*Records to use*.
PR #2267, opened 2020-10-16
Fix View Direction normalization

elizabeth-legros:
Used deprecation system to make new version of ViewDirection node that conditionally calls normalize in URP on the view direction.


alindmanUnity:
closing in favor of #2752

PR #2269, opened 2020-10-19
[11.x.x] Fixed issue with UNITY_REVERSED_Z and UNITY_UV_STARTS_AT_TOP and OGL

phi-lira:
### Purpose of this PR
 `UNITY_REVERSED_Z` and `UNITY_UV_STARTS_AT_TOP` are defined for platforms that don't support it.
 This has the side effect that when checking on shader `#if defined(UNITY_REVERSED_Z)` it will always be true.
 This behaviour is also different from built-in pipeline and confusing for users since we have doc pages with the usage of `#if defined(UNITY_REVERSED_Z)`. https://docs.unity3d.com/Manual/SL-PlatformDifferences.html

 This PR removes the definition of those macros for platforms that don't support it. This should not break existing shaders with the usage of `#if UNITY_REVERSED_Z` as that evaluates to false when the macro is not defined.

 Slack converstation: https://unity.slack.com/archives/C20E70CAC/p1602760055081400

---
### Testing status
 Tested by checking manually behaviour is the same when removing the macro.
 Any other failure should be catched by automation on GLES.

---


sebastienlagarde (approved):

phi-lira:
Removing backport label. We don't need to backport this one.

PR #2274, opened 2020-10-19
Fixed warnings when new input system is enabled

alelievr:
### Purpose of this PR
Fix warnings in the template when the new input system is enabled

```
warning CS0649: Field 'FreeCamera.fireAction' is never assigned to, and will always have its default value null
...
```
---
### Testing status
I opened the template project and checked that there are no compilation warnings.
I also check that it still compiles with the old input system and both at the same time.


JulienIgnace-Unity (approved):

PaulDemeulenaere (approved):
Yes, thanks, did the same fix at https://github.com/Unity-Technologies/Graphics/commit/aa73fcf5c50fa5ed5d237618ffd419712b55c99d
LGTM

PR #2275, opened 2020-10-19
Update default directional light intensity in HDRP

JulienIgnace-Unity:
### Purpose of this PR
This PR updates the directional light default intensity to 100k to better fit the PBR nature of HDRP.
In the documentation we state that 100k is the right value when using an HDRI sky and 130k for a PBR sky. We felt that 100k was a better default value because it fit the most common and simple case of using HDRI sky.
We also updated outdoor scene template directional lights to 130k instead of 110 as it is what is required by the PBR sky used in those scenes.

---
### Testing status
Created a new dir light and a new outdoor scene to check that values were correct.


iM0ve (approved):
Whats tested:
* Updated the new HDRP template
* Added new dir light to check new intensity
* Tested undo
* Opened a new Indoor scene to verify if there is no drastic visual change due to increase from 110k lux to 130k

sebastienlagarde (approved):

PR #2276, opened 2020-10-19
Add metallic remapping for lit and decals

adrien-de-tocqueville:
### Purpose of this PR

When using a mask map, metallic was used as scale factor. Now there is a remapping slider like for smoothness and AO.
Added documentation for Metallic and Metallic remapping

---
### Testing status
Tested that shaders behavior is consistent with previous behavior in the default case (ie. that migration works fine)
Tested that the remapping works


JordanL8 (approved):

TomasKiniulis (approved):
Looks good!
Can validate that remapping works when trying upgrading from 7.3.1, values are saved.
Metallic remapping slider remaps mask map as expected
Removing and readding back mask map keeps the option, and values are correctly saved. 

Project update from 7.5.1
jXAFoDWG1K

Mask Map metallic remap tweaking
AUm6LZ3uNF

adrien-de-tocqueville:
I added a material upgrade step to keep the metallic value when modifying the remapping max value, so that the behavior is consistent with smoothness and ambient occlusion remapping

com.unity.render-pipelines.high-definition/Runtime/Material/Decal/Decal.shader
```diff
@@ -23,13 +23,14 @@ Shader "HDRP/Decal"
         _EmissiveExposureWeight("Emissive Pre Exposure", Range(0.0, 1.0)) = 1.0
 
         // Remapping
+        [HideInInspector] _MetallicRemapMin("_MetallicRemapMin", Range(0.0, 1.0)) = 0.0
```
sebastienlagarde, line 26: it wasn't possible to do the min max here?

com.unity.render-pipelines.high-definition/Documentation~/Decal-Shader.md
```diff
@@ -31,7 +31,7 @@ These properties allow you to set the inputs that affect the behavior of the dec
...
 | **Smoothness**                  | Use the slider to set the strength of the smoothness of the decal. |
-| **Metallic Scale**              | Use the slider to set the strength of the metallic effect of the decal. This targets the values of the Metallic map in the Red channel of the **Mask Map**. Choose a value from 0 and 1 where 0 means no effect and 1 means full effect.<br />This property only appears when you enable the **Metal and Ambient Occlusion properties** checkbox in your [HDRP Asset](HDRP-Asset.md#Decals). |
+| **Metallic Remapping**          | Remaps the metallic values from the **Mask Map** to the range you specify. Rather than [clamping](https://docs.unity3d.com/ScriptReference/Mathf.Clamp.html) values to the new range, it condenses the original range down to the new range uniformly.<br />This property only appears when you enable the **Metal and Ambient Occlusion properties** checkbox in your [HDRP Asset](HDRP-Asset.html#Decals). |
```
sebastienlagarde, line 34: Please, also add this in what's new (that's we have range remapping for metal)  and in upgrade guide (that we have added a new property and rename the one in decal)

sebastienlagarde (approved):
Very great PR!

*Problem*. Return only the number of lines in the data above that include the word "JulienIgnace".

*Completed task*. 2